Exercise objective:
Without omitting anything, write out the listing below precisely.

Source data:
----
PR #1824, opened 2023-10-19
:bar_chart: Create Moatsos historical poverty dataset

paarriagadap:
Move the Moatsos historical poverty dataset pipeline to the ETL and include some smoothing suggestions by Max.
----
Solution to this task:
PR #1824, opened 2023-10-19
:bar_chart: Create Moatsos historical poverty dataset

paarriagadap:
Move the Moatsos historical poverty dataset pipeline to the ETL and include some smoothing suggestions by Max.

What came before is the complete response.